Also FM7 und PC2 kann man unterm Strich schlecht vergleichen, da jedes Game etwas anderes sein will. 

Forza bietet eher Action und Unterhaltung und will eine abwechslungsreiche Karriere liefern. PC2 ist da nüchterner, dort steht das Fahren im Mittelpunkt. Man will Motorsport realistisch abbilden. 
Das merkt man auch daran, dass sich Forza für meinen Geschmack gar nicht mit Wheel fahren lassen will, es ist wie fürs Pad gemacht. Auch wenn man die onboard Wiederholungen beider Games vergleicht, bewegen sich die Autos in PC2 ganz anders, bei Forza wirkt das glatter.

Von daher gibt es kein besser oder schlechter, es kommt drauf an, was man will. So zocke ich je nach Laune mal das eine und mal das andere.

------------------------------------------------------------------------------------------------

Zu dem KI Patch kann ich noch nix sagen, da ich immer beim Hotlapping hängen bleiben. Das ist aber kein schlechtes Zeichen, sondern spricht fürs Game. 

Bin letztens meine 2. Kart Meisterschaft gefahren. Seit den Jack Spade Settings komm ich da viel besser klar. Das Verhalten ist nun viel berechenbarer. Bremsen muss man immer noch vorsichtig, aber gedreht oder unkontrolliert abgeflogen bin ich seitdem nicht mehr. 
Dumm ist nur, wenn man von Pole startet und die Startampel nicht sieht.   Ich hab das HUD komplett abgeschaltet.

Jetzt wo ich mich auf die Physik eingestellt hab, gefällt es mir sehr gut. Klar es ist kein AC, aber das war ja vorher klar. Zuerst dachte ich alle FH Cars sind falsch programmiert, da die nur übersteuert haben und beim Einlenken über die Vorderräder gerutscht sind. War dann aber locker ne Stunde mit dem BMW 320 TC  @ Oulton Park bei Regen unterwegs. Und hab dabei gelernt, feinfühlig umzugehen. Also nur leicht bremsen, ohne das die Vorderrädere blockieren, richtig beschleunigen, gleichmäßig einlenken und wann man besser rollen lässt und wann man leicht aufm Gas stehen bleiben sollte. Konnte dann immer mehr ans Limit gehen.
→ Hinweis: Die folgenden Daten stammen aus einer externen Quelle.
PR #723, opened 2025-07-16
E2E : 2 : Init + Server

heemankv:
## Pull Request type

- Feature
- Testing

Resolves: #NA

## What is the new behavior?

- Created a new `e2e` crate for end-to-end testing infrastructure
- Implemented a generic `Server` struct to manage test service processes
- Added RPC helper methods for interacting with Starknet nodes
- Set up error handling and logging for test services

No

## Other information

This PR adds a new e2e testing library that can be used across the project. It includes:

- Process management for starting/stopping test services
- TCP connection validation to ensure services are ready
- Stdout/stderr capture with proper logging
- Starknet RPC methods for block queries
- Proper error handling with custom error types

### DIFF
--- a/e2e/Cargo.toml
+++ b/e2e/Cargo.toml
@@ -1,0 +1,31 @@
+[package]
+name = "e2e"
+version = "0.1.0"
+edition = "2021"
+authors = ["Heemank Verma <heemankv@gmail.com>"]
+
+[lib]
+name = "e2e"
+path = "src/mod.rs"
+
+[dependencies]
+
+async-trait = { workspace = true }
+
+dotenvy = { workspace = true }
+env_logger = { workspace = true }
+httpmock = { version = "0.8.0-alpha.1", features = ["proxy", "remote"] }
+log = { workspace = true }
+thiserror = { workspace = true }
+reqwest = { workspace = true, features = ["json"] }
+rstest = { workspace = true }
+serde = { workspace = true }
+serde_json = { workspace = true }
+strum = { workspace = true }
+strum_macros = { workspace = true }
+testcontainers = { workspace = true }
+tokio = { workspace = true, features = ["full"] }
+tokio-stream = { workspace = true }
+tokio-util = { workspace = true }
+url = { workspace = true }
+uuid = { workspace = true }
--- a/e2e/src/services/helpers.rs
+++ b/e2e/src/services/helpers.rs
@@ -1,0 +1,70 @@
+use url::Url;
+use serde_json::json;
+use async_trait::async_trait;
+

Das FFB liefert einem soviel Rückmeldung über den Untergrund, Reifen und Position des Fahrzeugs, dass die Lernkurve allgemein hoch ist. Ich hab den 1. Teil nie gezockt, aber der 2. macht viel richtig.
Wird nun Zeit, sich mal mehr der Karriere zu widmen.


----------



## Tomek92 (30. September 2017)

Nun ja, ich mag beides. Arcade und Simcade. Ich fand Project Cars 1 ganz ok vom Gefühl her. Es gab Sachen die haben mich extrem genervt, aber das soll ja im zweiten Teil alles besser sein. Mein Kritikpunkt ist nun mal die KI in PC2, die mich abhält das Spiel zu kaufen. Den Fehler habe ich schon bei F1 2017 gemacht und es zu Release geholt und wo ich immer noch auf Aktualisierungen warte.  Ich würd meinen Kauf nur nicht bereuen wollen


----------



## Birdy84 (30. September 2017)

Tomek92 schrieb:


> Nun ja, ich mag beides. Arcade und Simcade. Ich fand Project Cars 1 ganz ok vom Gefühl her. Es gab Sachen die haben mich extrem genervt, aber das soll ja im zweiten Teil alles besser sein. Mein Kritikpunkt ist nun mal die KI in PC2, die mich abhält das Spiel zu kaufen. Den Fehler habe ich schon bei F1 2017 gemacht und es zu Release geholt und wo ich immer noch auf Aktualisierungen warte.  Ich würd meinen Kauf nur nicht bereuen wollen


Noch hat kein Patch die KI angepasst. Das erste große Update soll "bald" erscheinen, ob das die KI fixt weiß ich nicht.


----------



## Ritz186 (30. September 2017)

@Birdy84
doch am 28.09 gab es schon ein kleiner ki patch



			Dieser Inhalt steht nur eingeloggten Mitgliedern zur Verfügung.


----------



## WaldemarE (1. Oktober 2017)

Kann mir einer verraten wie und wo ich einstellen kann das wenn ich rückwärts fahren will erst den Rückwärtsgang einlegen muss und aufs Gaspedal drücken muss und nicht wie jetzt im stand die bremse durch drücken muss. 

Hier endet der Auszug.